That's hilarious ! Never thought of it like that.


----------



## shaylou (Oct 12, 2013)

goodguy said:


> Hey, hey Derrel don't disrespect us up here north of ya. Thank god I really don't like Hockey, I think its as stupid as American football. As for beer There are some good American beers out there but my favorite is Sleemans Cream Ale and not because its Canadian but because it taste best for me.



"As stupid as American football"? Easy fellow your about to bite off more than you can chew....


----------



## Steve5D (Oct 12, 2013)

Derrel said:


> What if a guy's web handle is his birth name and then the name of the camera he shoots? How does that fit in, Mr. 5D?



You know, I really do hold out for the day that you're going to burp up something worth reading.

But, to your point, "Steve" was taken...



But, back to the question of why brag about the 70D??? I dunno...maybe the new AF while shooting video and the touch-screen system of autofocusing during video shooting has given some new owner a major woody?? Seems likely that there's at least one new owner out there who's convinced himself that a new technical innovation is going to give him some kind of an "edge" in his shooting.[/QUOTE]


----------



## shaylou (Oct 12, 2013)

This thread seems to have a bit of exaggeration in it. Comparing one crop sensor camera to another with the idea that it is "far better"? Sure there are advantages from one camera to the next but if the sensor is the same and the focus system is the same the rest is just bells and whistles. Give me a t3i and a 70d with the same glass and same lighting and I will produce two pics of the same quality. 

Think about what the first advise we all got when buying our first camera. Over and over it is stated that we should buy as much camera as we can afford and that is what most do. When we compare crop cameras there are a lot of cool options each model has. As you spend more you get more options but do you get a camera that can produce a better pic? I think not. If you want a better quality image you have to make big upgrades (glass excluded) to get sharper, great low light images. That upgrade is to full frame. The same goes when comparing full frame. If you need speed get the 1dx. If you don't need the extra speed and want to save money get the 5D3. 

At the end of the day you are buying what you can afford and if you are bragging about it your really bragging about your income as much as your camera.


----------



## goodguy (Oct 12, 2013)

shaylou said:


> goodguy said:
> 
> 
> > Hey, hey Derrel don't disrespect us up here north of ya. Thank god I really don't like Hockey, I think its as stupid as American football. As for beer There are some good American beers out there but my favorite is Sleemans Cream Ale and not because its Canadian but because it taste best for me.
> ...



Well he started it


----------



## goodguy (Oct 12, 2013)

shaylou said:


> Give me a t3i and a 70d with the same glass and same lighting and I will produce two pics of the same quality.
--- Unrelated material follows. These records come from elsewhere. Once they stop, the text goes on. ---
PR #45, opened 2019-10-18
Darken and Lighten

SiAdcock:
Functions that lighten and darken a hex colour by a specified percentage.

This introduces the `utilities` package of functionality that make it easier for web developers to apply some of the design patterns specified by the design system.

### DIFF
--- a/.gitignore
+++ b/.gitignore
@@ -2,4 +2,4 @@ node_modules
 *.log
 dist
 .cache
-
+.DS_Store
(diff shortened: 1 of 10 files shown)


SiAdcock:
On reflection this PR opens a Pandora's box that allows designers and developers to mix their own colours, potentially leading to all manner of inconsistency. I'll discuss with Akemi how we can use or adapt the existing palette to accommodate button hover colours.

PR #236, opened 2020-02-24
REM Space

JamieB-gu:

Adds a `rem` version of the `space` object.

**Note:** I've generated the new object using `reduce` and `as` (there may be a downside to this). Alternatively the new object could be created as a literal, with a type annotation to make sure it has the same keys as `space`. What do you think @SiAdcock?

## What does this change?

- Added a `remSpace` object derived from the `space` object.

### DIFF
--- a/src/core/foundations/src/space.ts
+++ b/src/core/foundations/src/space.ts
@@ -13,9 +13,17 @@ const space = {
 	24: _space[8],
 }
 
-const remSpace = Object.entries(space).reduce(
-	(acc, [k, v]) => ({ ...acc, [k]: `${v / rootPixelFontSize}rem` }),
-	{} as Record<keyof (typeof space), string>,
-)
+const pxToRem = (px: number): string => `${px / rootPixelFontSize}rem`
+
+const remSpace: { [K in keyof (typeof space)]: string } = {
+	1: pxToRem(space[1]),
+	2: pxToRem(space[2]),
+	3: pxToRem(space[3]),
+	5: pxToRem(space[5]),
+	6: pxToRem(space[6]),
+	9: pxToRem(space[9]),
+	12: pxToRem(space[12]),
+	24: pxToRem(space[24]),
+}
 
 export { space, remSpace }
--- a/src/core/foundations/src/space.ts
+++ b/src/core/foundations/src/space.ts
@@ -1,5 +1,7 @@
 import { space as _space } from "./theme"
 
+const rootPixelFontSize = 16
+
 const space = {
 	1: _space[1],
 	2: _space[2],
@@ -11,4 +13,9 @@ const space = {
 	24: _space[8],
 }
 
-export { space }
+const remSpace = Object.entries(space).reduce(
+	(acc, [k, v]) => ({ ...acc, [k]: `${v / rootPixelFontSize}rem` }),
+	{} as Record<keyof (typeof space), string>,
+)
+
+export { space, remSpace }
--- a/src/core/foundations/src/space.test.ts
+++ b/src/core/foundations/src/space.test.ts
@@ -1,0 +1,4 @@
+import { space, remSpace } from "./space"
+
+it("should provide a rem equivalent of the pixel space", () =>
+	expect(remSpace[2]).toBe(`${space[2] / 16}rem`))


src/core/foundations/src/space.ts
```diff
@@ -1,5 +1,7 @@
 import { space as _space } from "./theme"
 
+const rootPixelFontSize = 16
```
webb04: Should use this in the test?

SiAdcock:
Thanks @JamieB-gu it's a decent proposal. There's a few things I think we'll need to figure out. In a way this PR acts as a forcing function to get me to think about them.

The assumption of root pixel font size is one that is unavoidable, as far as I can tell. It would be useful to extract this to somewhere common, to share with other foundations (e.g. [typography](https://github.com/guardian/source/blob/master/src/core/foundations/src/typography/index.ts#L23)), and indeed tests as @webb04 points out.  

Including the unit in the name of the exported object (i.e. `remSpace`) is also a useful convention, when a unit is included. Unfortunately, we're not doing that for font sizes ([example](https://github.com/guardian/source/blob/master/src/core/foundations/src/typography/index.ts#L25-L52)) so we might need to introduce a breaking change there. Nothing to be done about that for now, I'll find out what the impact would be.

I'd like to standardise on a common type for all our scale-based foundations, if possible. There's a [proposal here](https://github.com/system-ui/theme-specification/issues/1#issuecomment-523127428) that could be a good starting point, although I'm not sure how useful it is?

Regarding the use of `reduce` with `as`... An alternative would be to use `Object.entries`, then `map` to iterate and calculate, then [`Object.fromEntries`](https://developer.mozilla.org/en-US/docs/Web/JavaScript/Reference/Global_Objects/Object/fromEntries) to go back to an object again? Not sure if we can make this type-safe, but I'm all for avoiding `reduce` wherever possible.

Thanks for your help, I'm up for chatting if it's easier than using comments 😄

JamieB-gu:
> There's a proposal here that could be a good starting point

Yeah that sounds like a good idea!

I wonder whether an approach like this might work:

```ts
const enum Space {
    One,
    Two,
    Three,
    Five,
    Six,
    Nine,
    Twelve,
    TwentyFour,	
}

type Spaces<A> = {
    [S in Space]: A
}

const spaces: Spaces<string> = {
    [Space.One]: '3rem',
    [Space.Two]: '3rem',
    [Space.Three]: '3rem',
    [Space.Five]: '3rem',
    [Space.Six]: '3rem',
    [Space.Nine]: '3rem',
    [Space.Twelve]: '3rem',
    [Space.TwentyFour]: '3rem',
}
```

> Not sure if we can make this type-safe

I just had a quick go and I think you hit similar problems in that you lose the literal type, i.e. it becomes `Record<string, string>`. Perhaps it's better to write it out as a literal and rely on the type checker to keep them in sync:

```ts
const pxToRem = (px: number): string => `${px / rootPixelFontSize}rem`

const remSpace: { [K in (keyof (typeof space))]: string } = {
    1: pxToRem(space[1]),
    2: pxToRem(space[2]),
    3: pxToRem(space[3]),
    5: pxToRem(space[5]),
    6: pxToRem(space[6]),
    9: pxToRem(space[9]),
    12: pxToRem(space[12]),
    24: pxToRem(space[24]),
}
```

JamieB-gu:
> There's a proposal here that could be a good starting point

Yeah that sounds like a good idea!

I wonder whether an approach like this might work:

```ts
const enum Space {
    One,
    Two,
    Three,
    Five,
    Six,
    Nine,
    Twelve,
    TwentyFour,	
}

type Spaces<A> = {
    [S in Space]: A
}

const spaces: Spaces<string> = {
    [Space.One]: '3rem',
    [Space.Two]: '3rem',
    [Space.Three]: '3rem',
    [Space.Five]: '3rem',
    [Space.Six]: '3rem',
    [Space.Nine]: '3rem',
    [Space.Twelve]: '3rem',
    [Space.TwentyFour]: '3rem',
}
```

> Not sure if we can make this type-safe

I just had a quick go and I think you hit similar problems in that you lose the literal type, i.e. it becomes `Record<string, string>`. Perhaps it's better to write it out as a literal and rely on the type checker to keep them in sync:

```ts
const pxToRem = (px: number): string => `${px / rootPixelFontSize}rem`

const remSpace: { [K in (keyof (typeof space))]: string } = {
    1: pxToRem(space[1]),
    2: pxToRem(space[2]),
    3: pxToRem(space[3]),
    5: pxToRem(space[5]),
    6: pxToRem(space[6]),
    9: pxToRem(space[9]),
    12: pxToRem(space[12]),
    24: pxToRem(space[24]),
}
```

SiAdcock:
Great thanks @JamieB-gu. Yes, I think you're right about writing it out as a literal, and relying on the type checker to enforce consistency. It's more human-readable, and just as type-safe.

I'll have a think about the type definition for `Space`, ideally I'd like something generic and flexible that can also be used for stuff like `Size`, `FontSize`, maybe even `Breakpoint`. We can address that outside of this PR.

In the interests of getting this merged, could you make the change you suggested that gets rid of `reduce` and we'll have separate conversations about types and naming?

Thanks so much for leading the way here! 🎉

Well then this means you have the exact camera you need and you are in your happy place.
Dont worry about other cameras then just go, shoot and be happy!


----------



## Josh66 (Oct 12, 2013)

tecboy said:


> [...]and touch screen[...]


Touch screen?  Seems like a bad idea on a camera where your nose can often be in contact with said screen, lol!


----------



## Josh66 (Oct 12, 2013)

Steve5D said:


> What, exactly, is the point in bragging about your gear?


How else will everyone know how much better you are than they are?


----------



## Juga (Oct 12, 2013)

O|||||||O said:


> tecboy said:
> 
> 
> > [...]and touch screen[...]
> ...



The camera is designed to disable the screen once the camera is brought up to your face. I had a T4i and it was never an issue.


----------



## Josh66 (Oct 12, 2013)

Juga said:


> O|||||||O said:
> 
> 
> > tecboy said:
> ...


Well, that's good.  Otherwise, I could see it becoming an issue, lol!


----------



## shaylou (Oct 12, 2013)

goodguy said:


> Well then this means you have the exact camera you need and you are in your happy place. Dont worry about other cameras then just go, shoot and be happy!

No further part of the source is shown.